# Functional Derivative Discontinuity

Hi, I tried using Pytorch’s autograd to calculate functional derivatives. For the case of a periodic function, a=cos^2(x), I considered an integral A=\int a^6, which should have a functional derivative of dA/da = 6a^5. The code to perform it is as follows.

a = torch.tensor(np.cos(np.linspace(0, 2*np.pi, 10000, endpoint=False))**2, requires_grad=True).float()
A = torch.trapz(a**6)
plt.plot(6*a.detach().numpy()**5, '--r', label = 'expected')
plt.legend()
plt.show()


The expected result agrees with the autograd result for the most part, but there’s some strange behavior at the boundaries. Increasing the number of grid points for the integration doesn’t seem to make this problem go away (but I haven’t tested this extensively). After testing a few examples, I noticed that it went down to about half of the expected value at the boundaries. Does anybody have an idea of how this problem arises and how it can be fixed? Thank you!

It seems to be fixed by replacing the torch.trapz() with torch.sum(). The discontinuity goes away when the second line is A = torch.sum(a**6) instead. I’m still not sure why this is the case though.

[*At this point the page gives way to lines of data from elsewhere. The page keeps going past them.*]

PR #7248, opened 2016-12-12
reportback migration script updates

katiecrane:
#### What's this PR do?
1. Select only what we use later in the query
2. Update some comments
3. Prints out that there's no northstar ID only if there is no northstar ID
4. Does not pull reportbacks whose images were lost

Run it and see if it all breaks.

For getting these reportbacks into Rogueyboy or however we are spelling that.

#### Checklist
- [ ] Tested on staging.


angaither (approved):
📷

PR #7250, opened 2016-12-13
Fixes `failed_at` and `tries` logic error with cron job and limits cron job tries to 5.

### LINKED ISSUE #7249: failed_at and tries logic breaks with cron job
_BUG_
-------------------
#### Current Behavior
- When the cron job runs, the `failed_at` time and number of `tries` gets re-set.

#### Desired Behavior
- The `failed_at` time should always remain the same and the `tries` column should always increment when a new try is made and fails.

chloealee:
#### What's this PR do?
- Refactors `$previously_failed` and makes it an object so code is more readable. 
- Deletes `db_truncate` of `dosomething_rogue_failed_task_log` so logic works for `failed_at` and `tries` columns. 
- Limits cron job to 5 tries when re-sending Rogue failed tasks in `dosomething_rogue_failed_task_log`.
- Fixes formatting.

- Change the Rogue API to something incorrect so failed jobs will continue failing when running the cron job. 
- Run the cron job. Original `failed_at` times should be the same (not the same as `timestamp`) and `tries` should be incremented by one. 
- Reset `tries` column to equal `4`. 
- Change the Rogue API url back to what is it supposed to be.
- Run the cron job. 
- All of the reportbacks and items should make it to Rogue and Phoenix and the `dosomething_rogue_failed_task_log` should be empty. 

#### Relevant tickets
Fixes #7249 and #7251 

#### Checklist
- [ ] Tested on staging.

### DIFF
--- a/lib/modules/dosomething/dosomething_rogue/dosomething_rogue.cron.inc
+++ b/lib/modules/dosomething/dosomething_rogue/dosomething_rogue.cron.inc
@@ -12,7 +12,6 @@
       ->fields('t')
       ->execute()
       ->fetchAll();
-    db_truncate('dosomething_rogue_failed_task_log')->execute();
 
     foreach ($task_log as $task) {
       if ($task->type === 'reportback') {
--- a/lib/modules/dosomething/dosomething_rogue/dosomething_rogue.cron.inc
+++ b/lib/modules/dosomething/dosomething_rogue/dosomething_rogue.cron.inc
@@ -3,17 +3,18 @@
 /**
  * Implements hook_cron()
  */
- function dosomething_rogue_cron() {
-    dosomething_rogue_retry_failed_reportbacks();
- }
+function dosomething_rogue_cron() {
+  dosomething_rogue_retry_failed_reportbacks();
+}
 
- function dosomething_rogue_retry_failed_reportbacks() {
-    $task_log = db_select('dosomething_rogue_failed_task_log', 't')
-      ->fields('t')
-      ->execute()
-      ->fetchAll();
+function dosomething_rogue_retry_failed_reportbacks() {
+  $task_log = db_select('dosomething_rogue_failed_task_log', 't')
+    ->fields('t')
+    ->execute()
+    ->fetchAll();
 
-    foreach ($task_log as $task) {
+  foreach ($task_log as $task) {
+    if ($task->tries < 5) {
       if ($task->type === 'reportback') {
         // Check to see if the MIME type is missing
         if (strpos($task->file, 'data:;') !== false) {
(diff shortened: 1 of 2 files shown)


lib/modules/dosomething/dosomething_rogue/dosomething_rogue.cron.inc
```diff
@@ -12,7 +12,6 @@
       ->fields('t')
       ->execute()
       ->fetchAll();
-    db_truncate('dosomething_rogue_failed_task_log')->execute();
```
katiecrane, line 15: do items still get removed from the failed log if they make it to Rogue successfully?

chloealee: ah good call @katiecrane thank you! I don't think they do - will figure this out now!

katiecrane:
this looks good to me!

chloealee:
cool thanks @katiecrane ! Would you mind approving the review? :)

lib/modules/dosomething/dosomething_rogue/dosomething_rogue.module
```diff
@@ -330,31 +330,31 @@ function dosomething_rogue_previously_failed($values) {
...
  *
  * @param array $values
- * @param array $previously_failed
+ * @param object $previously_failed
  *
  */
 function update_failed_task_log($values, $previously_failed) {
   // Increment the number of tries the cron job attempted to send failed record to Rogue.
-  $incremented_tries = $previously_failed[0]->tries + 1;
+  $incremented_tries = $previously_failed->tries + 1;
```
katiecrane, line 338: Just making sure that this defaults `$previously_failed->tries` to 0 if it has never been set before? With no warnings? I can't find it getting set initially anywhere

katiecrane: Or 1 I guess, not 0

chloealee: ah great question! So [`$previously_failed`](https://github.com/DoSomething/phoenix/blob/dev/lib/modules/dosomething/dosomething_rogue/dosomething_rogue.module#L209) come from [this query](https://github.com/DoSomething/phoenix/blob/dev/lib/modules/dosomething/dosomething_rogue/dosomething_rogue.module#L321) that checks to see if the reportback item is in the `dosomething_rogue_failed_task_log` already. 

When [inserted into this table initially](https://github.com/DoSomething/phoenix/blob/dev/lib/modules/dosomething/dosomething_rogue/dosomething_rogue.module#L371), it doesn't add anything to the `tries` and is `NULL`. 

Once it tries again to send, it uses the `dosomething_rogue_previously_failed` query again to look for that. If it is there, it returns that row and in this PR, I just turn it into an object to get the `tries` in a more readable fashion. Then it increments. Let me know if that is still confusing or if I totally missed what you meant in your Q!

katiecrane: This is exactly what I meant! So on the 2nd try overall, it grabs `tries` which is `NULL`. Then it adds 1 to that (I guess you can do that if it's not crashing) to get 1?

chloealee: Yup exactly!

katiecrane (approved):
looks good to me!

Isn’t this due to the border condition of the trapz function?

2 Likes

Thanks, that’s probably the case. However, I’m still somewhat puzzled as to how I should think about it since both methods (sum and trapz) are numerical approximations to what theoretically is a continuous integral. I’m guessing this wouldn’t be a problem if I had used periodic boundary conditions and an auto-differentiable implementation of trapz that handled the boundaries correctly?